- Born: 25 November 1965
- Died: 23 June 2023

Academic background
- Education: BA, Psychology, American University PhD, Clinical Psychology and Health Psychology, 1994, Pennsylvania State University

Academic work
- Institutions: Johns Hopkins University

= Felicia Hill-Briggs =

American behavioral and social scientist

	Felicia Hill-Briggs was an American behavioral and social scientist.

==Early life and education==
Hill-Briggs was diagnosed with type 1 diabetes at the age of nine. She received her bachelor's degree in psychology from American University and her doctoral degree in Clinical Psychology and Health Psychology from Pennsylvania State University. Following this, she completed her internship in Medical Consultation and Liaison and Clinical Neuropsychology at New York University Medical Center and Bellevue Hospital, followed by a postdoctoral fellowship in Geropsychology and Geriatric Neuropsychology at the Polisher Research Institute at the Philadelphia Geriatric Center.

==Career==
Upon completing her formal education, Hill-Briggs served on the faculty of New York University Medical Center/Rusk Institute of Rehabilitation Medicine before joining the faculty at Johns Hopkins University (JHU) in 1996. During her early tenure at JHU, Hill-Briggs published Problem solving in diabetes self-management: A model of chronic illness self-management behavior and Problem Solving in Diabetes Self-management and Control. In 2009, she was the Fullwood Foundation, Inc's Valued Hours Awardee for her professional and community activities in diabetes prevention and care.

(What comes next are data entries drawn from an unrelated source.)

PR #1991, opened 2018-03-30
Re-enable mongo test and fix intermittent timing issues

PaulCalabrese:
The mongo test was failing because of conflicting mongodb plugins in node_00 and node_bios. As a quick fix, I changed the launcher code to not pass mongo-related options through to the bios node. I also removed some extra sleep time from the mongo test as I don't think it is needed any more.


PaulCalabrese:
This PR's changes were merged as part of PR2050.

PR #2010, opened 2018-03-31
Usability Enhancements of Cleos

bytemaster:


libraries/chain/include/eosio/chain/contracts/genesis_state.hpp
```diff
@@ -36,8 +36,8 @@ struct genesis_state_type {
       .max_generated_transaction_count = config::default_max_gen_trx_count
    };
 
-   time_point                               initial_timestamp;
-   public_key_type                          initial_key;
+   time_point                               initial_timestamp = fc::time_point::from_iso_string( "2018-03-01T12:00:00" );;
```
kesar: double semicolon. why is this hardcoded?

I guess temporal

Issue #1973, opened 2018-03-29
Run All Chain Tests work on both Producer and Validator Nodes


bytemaster:
Just because a transaction sequence works on a "sole producer" node, does not mean that the resulting block will validate if pushed to another node. A recent example of this discovered that scopes on the shard failed checks after-the-fact that passed during generation.

We have a tester framework, this tester framework needs to create "two chains".  Every time a block is produced on the main chain, it needs to be copied and pushed to the second chain. The two chains should be identical.

Unit testers should not see this behavior as it should all be behind the scenes of the tester.

gleehokie:
@andriantolie 

ATC: 

1) verify that both chains running properly and that blocks being produced on the main chain are pushed to the secondary chain
2) verify that blocks are accepted and are valid on the second chain
3) verify that the scopes on the shard (see description) are valid

brianjohnson5972:
@gleehokie the ATC seems to be more what the code review should have verified.  This issue was for a unit test to perform those things, so not sure why we are testing things that the unit test should perform.

gleehokie:
@brianjohnson5972 I struggled myself with an ATC for this one.  What I wrote essentially says "make sure it is doing what was intended", to verify the one problem case that was documented in the description no longer happens and to verify all of this happens correctly from a functional test point of view versus code review.  Tpfft.

andriantolie:
This issue is already validated by validating_tester, which is the default tester when NON_VALIDATING_TEST macro is not specified. Since running chain_test with no NON_VALIDATING_TEST macro specified passes, the solution to this issue is verified to be working.

PR #2018, opened 2018-04-01
Enhancement/dual node tester

larryk85:
Added a new tester type that validates the chain produced during unit tests.  This PR is for issue EOSIO/eos#1973 Run All Chain Tests work on both Producer and Validator Nodes.


libraries/testing/include/eosio/testing/tester.hpp
```diff
@@ -171,21 +176,85 @@ namespace eosio { namespace testing {
...
          chain_controller::controller_config           cfg;
-
          map<transaction_id_type, transaction_receipt> chain_transactions;
    };
 
    class tester : public base_tester {
-   public:
-      tester(chain_controller::runtime_limits limits = chain_controller::runtime_limits());
-      tester(chain_controller::controller_config config);
+      public:
```
brianjohnson5972: remove the indentation

libraries/testing/tester.cpp
```diff
@@ -28,8 +28,9 @@ namespace eosio { namespace testing {
       }
       return res;
    }
-
-   base_tester::base_tester(chain_controller::runtime_limits limits) {
+
```
brianjohnson5972: Can we get rid of some of this extra whitespace and extra newlines that was added? (would make the diff of actual code a lot easier to see)

larryk85: Sorry about that, will clean it up.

As an associate professor of general internal medicine, Hill-Briggs co-developed a diabetes education program that taught low-income, poorly educated diabetics to better manage their disease. She later received a bronze Telly Award for the video DECIDE to Move! Physical Activity for People with Type 2 Diabetes. The video was developed as part of Project DECIDE, a clinical research study on self-management support interventions for urban patients with type 2 diabetes. Later that year, she also received the Nelson Butters Award for the best research paper published in the Archives of Clinical Neuropsychology for her 2010 article Cranial volume, mild cognitive deficits, and functional limitations associated with diabetes in a community sample.

During her tenure at JHU, Hill-Briggs served as the senior director of Population Health Research and Development for Johns Hopkins HealthCare and a core faculty member of Johns Hopkins Bloomberg School of Public Health's Welch Center for Prevention, Epidemiology and Clinical Research. In 2015, Hill-Briggs was named to the board of directors of the American Diabetes Association and became the 201st woman to be promoted to the rank of full professor at the Johns Hopkins University School of Medicine. Two years later, Hill-Briggs was elected president of health care and education for the American Diabetes Association.

As a result of her research, Hill-Briggs was elected a member of the National Academy of Medicine in 2017. She was also awarded the Rachmiel Levine Medal in recognition of leadership and service to the American Diabetes Association. During the COVID-19 pandemic, Hill-Briggs was awarded $43 million over five years to study the type 2 diabetes epidemic as part of a statewide population health initiative.

In 2021, Hill-Briggs was appointed Vice President of Prevention at Northwell Health and Simons Distinguished Chair in Clinical Research at the Donald and Barbara Zucker School of Medicine, Hofstra University where she continued her research on disease prevention. In 2023, the Johns Hopkins Department of Medicine established the Dr. Felicia Hill-Briggs Health Equity Trailblazer in Diabetes Award Endowment in her honor.

==Personal life==
Dr. Hill-Briggs died of ovarian cancer in June 2023.